** LISTED ENTRIES follows **
PR #15637, opened 2025-11-26
fix: Pre-compute doc tree at build time to avoid runtime ENOENT errors

sergical:
## Summary

This fixes the spike in function duration and 94.1% error rate on Vercel that started Oct 29, 2025.

### Before (Oct 29, 2025 spike):

Image_2025-11-27_11-36-52
Image_2025-11-27_11-41-35

Function invocations spiked to 20K errors

Error rate jumped from <0.1% to 89-94%

## Root Cause

1. **The Setup**: The `docs/**/*` directory was excluded from serverless function deployments in `next.config.ts` to stay under Vercel's 250MB limit
2. **Initial Success**: Pages worked fine after deployment because they were pre-built statically with access to the `docs/` folder
3. **The Trigger**: Around **Oct 29, 2025 at 16:40 UTC**, ISR caches started expiring across pages
4. **The Problem**: When Next.js 15 tried to verify metadata freshness on cache misses, it called:
   - `generateMetadata()` → `getDocsRootNode()` → `getAllFilesRecursively()` → attempted to scan `/var/task/docs`
5. **The Failure**: Since `docs/` was excluded from the bundle → **ENOENT errors**
6. **The Impact**: 
   - Errors spiked from ~100 per 4 hours to **20,000+ per 4 hours**
   - Function duration increased from **~40ms to ~210ms**
   - Error rate jumped from **<0.1% to 94.1%**

### Error logs from Vercel:
```
Error: ENOENT: no such file or directory, scandir '/var/task/docs'
```

## Solution

**Pre-compute doc tree at build time, load from JSON at runtime:**

1. **New build script** (`scripts/generate-doctree.ts`):
   - Runs during build when `docs/` is available
   - Generates complete doc tree for both regular and developer docs
   - Saves to `public/doctree.json` and `public/doctree-dev.json` (always deployed as static assets)
   - Strips circular `parent` references before serialization

2. **Runtime loading** (`src/docTree.ts`):
   - In development: scans filesystem normally (hot reload support)
   - In production: loads from pre-computed JSON
   - Reconstructs parent references after loading for pagination navigation
   - Checks `isDeveloperDocs` flag to load correct tree

3. **Build integration** (`package.json`):
   - Added `generate-doctree` step before `next build`
   - Uses esbuild to compile script, then node to execute

## Expected Impact

- ✅ Function duration: **210ms → ~40ms**
- ✅ Error rate: **94.1% → 0%** 
- ✅ Eliminates all ENOENT errors
- ✅ No changes to page rendering or user experience
- ✅ Doc tree still builds fresh in development mode

## Technical Details

**Files changed:**
- `scripts/generate-doctree.ts` - New build-time doc tree generator
- `src/docTree.ts` - Modified to load from JSON in production
- `package.json` - Added doctree generation to build pipeline
- `.gitignore` - Excluded generated JSON files from git

**Why this works:**
- `public/` files are always included in Vercel deployments (unlike `docs/` which we excluded)
- Pre-computing at build time means no runtime filesystem access needed
- JSON is ~5.2MB for regular docs, ~97KB for developer docs - well within limits

### DIFF
--- a/src/docTree.ts
+++ b/src/docTree.ts
@@ -62,6 +62,7 @@ async function getDocsRootNodeCached(): Promise<DocNode> {
   // Try public/ first (for serverless), then .next/ (for standalone)
   const paths = [path.join(root, 'public', filename), path.join(root, '.next', filename)];
 
+  let lastError: Error | undefined;
   for (const treePath of paths) {
     try {
       const treeData = await fs.readFile(treePath, 'utf-8');
@@ -70,13 +71,25 @@ async function getDocsRootNodeCached(): Promise<DocNode> {
       reconstructParentReferences(tree);
       return tree;
     } catch (error) {
-      // Try next path
-      continue;
+      // Only continue to next path if file doesn't exist
+      // Other errors (corrupt JSON, parse failures) should fail immediately
+      if (
+        error &&
+        typeof error === 'object' &&
+        'code' in error &&
+        error.code === 'ENOENT'
+      ) {
+        lastError = error as Error;
+        continue;
+      }
+      // Re-throw non-ENOENT errors (JSON parse errors, corruption, etc.)
+      throw error;
     }
   }
 
   throw new Error(
-    `Pre-computed doc tree not found (${filename}). Build may have failed or doctree was not generated with matching NEXT_PUBLIC_DEVELOPER_DOCS flag.`
+    `Pre-computed doc tree not found (${filename}). Build may have failed or doctree was not generated with matching NEXT_PUBLIC_DEVELOPER_DOCS flag.`,
+    {cause: lastError}
   );
 }
 


src/docTree.ts
```diff
@@ -34,11 +34,66 @@ export function getDocsRootNode(): Promise<DocNode> {
...
+  }
+  node.children.forEach(child => reconstructParentReferences(child, node));
+}
+
+async function getDocsRootNodeCached(): Promise<DocNode> {
+  // In development, scan filesystem for hot reloading
+  // In production (including CI builds), load from pre-computed JSON
+  if (process.env.NODE_ENV === 'development') {
+    return getDocsRootNodeUncached();
+  }
```
BYK, line 53: Not very efficient to check this at every invocation of the function as env variable value would never change across the lifetime of the app. A more efficient approch would be to define the function differently based on the env var value. Something along these lines:

```ts

const getDocsRootNodeCached = process.env.NODE_ENV === 'production' ? async () => {

...
...
} : getDocsRootNodeUncached;

```
Also note that I check for `=== 'production'` instead of `=== 'development'` as during development, `process.env.NODE_ENV` is usually empty or undefined.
** End of LISTED ENTRIES **
» WHAT THE TASK REQUIRES
Reproduce only this range: the first line of the data above through the line with "3. **The Trigger**: Around", both included, exactly as written.

» EXERCISE OUTPUT
PR #15637, opened 2025-11-26
fix: Pre-compute doc tree at build time to avoid runtime ENOENT errors

sergical:
## Summary

This fixes the spike in function duration and 94.1% error rate on Vercel that started Oct 29, 2025.

### Before (Oct 29, 2025 spike):

Image_2025-11-27_11-36-52
Image_2025-11-27_11-41-35

Function invocations spiked to 20K errors

Error rate jumped from <0.1% to 89-94%

## Root Cause

1. **The Setup**: The `docs/**/*` directory was excluded from serverless function deployments in `next.config.ts` to stay under Vercel's 250MB limit
2. **Initial Success**: Pages worked fine after deployment because they were pre-built statically with access to the `docs/` folder
3. **The Trigger**: Around **Oct 29, 2025 at 16:40 UTC**, ISR caches started expiring across pages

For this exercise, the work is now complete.